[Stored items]
PR #152, opened 2020-05-25
Fix cleaning up recently closed streams

crazyshot:
Ever since 16dec9f2c44d3a525a49fe92bc15c7b79e9de097 in 2018
@streams_recently_closed cleanup was broken.

`to_delete` contains hash of { stream_id => time } so in
`to_delete.each do |stream_id|` `stream_id` is actually array of `[
stream_id, time ]`.

This leads to the same memory leak as there was before the first cleanup
but also adds heavy CPU usage when thousands of streams are being
checked on every stream close.

Since 15s delayed cleanup was intended but actually infinite delay was
added so 15s was never tested in production code and thus might be not
enough.

This change also improves performance of searching streams to delete by
relying on the fact that Ruby Hash is ordered and so once fresh stream
was met we can stop searching.

Also minor performance and memory improvement by storing only timestamp
instead of Time object.

Extracted this part of the code to a separate function for test
convenience.

### DIFF
--- a/lib/http/2/connection.rb
+++ b/lib/http/2/connection.rb
@@ -33,6 +33,9 @@ module HTTP2
   # Default connection "fast-fail" preamble string as defined by the spec.
   CONNECTION_PREFACE_MAGIC = "PRI * HTTP/2.0\r\n\r\nSM\r\n\r\n".freeze
 
+  # Time to hold recently closed streams until purge (seconds)
+  RECENTLY_CLOSED_STREAMS_TTL = 15
+
   # Connection encapsulates all of the connection, stream, flow-control,
   # error management, and other processing logic required for a well-behaved
   # HTTP 2.0 endpoint.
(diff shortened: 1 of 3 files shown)


crazyshot:
Actually I think that the cleanup shouldn't be related to the `:close` event and should be triggered by an external timer every second, this way even if there won't be any stream close it will still do the cleanup. But I wasn't sure it's safe to do it with multithreading and not sure it can be done via already existing Emitter events. Maybe `on(:frame)` with time throttle could do the trick?

lib/http/2/connection.rb
```diff
@@ -698,6 +697,21 @@ def activate_stream(id: nil, **args)
       @streams[id] = stream
     end
 
+    # Purge recently streams closed within defined RTT time window.
+    def cleanup_recently_closed
+      now_ts = Time.now.to_i
+      to_delete = []
+      @streams_recently_closed.each do |stream_id, ts|
```
igrigorik, line 704: > This change also improves performance of searching streams to delete by relying on the fact that Ruby Hash is ordered and so once fresh stream was met we can stop searching.

Can you add this as a comment? Good thing to document for future reference.

crazyshot:
Hi @igrigorik, will you merge it?

igrigorik:
Thanks again for the patch!

crazyshot:
@igrigorik Hi. Do you have a plan when to release a new version?

igrigorik:
Sorry about the delay, 0.10.2 should be live now!

PR #154, opened 2020-06-17
Test with Ruby 2.5-2.7, cache bundler in CI

aried3r:
`sudo: false` is deprecated.


aried3r:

# Your objective
Could you retype exactly the lines above from the one containing "Sorry about the" through the last line of the records, both included, and nothing else?

# Response area
Sorry about the delay, 0.10.2 should be live now!

PR #154, opened 2020-06-17
Test with Ruby 2.5-2.7, cache bundler in CI

aried3r:
`sudo: false` is deprecated.


aried3r:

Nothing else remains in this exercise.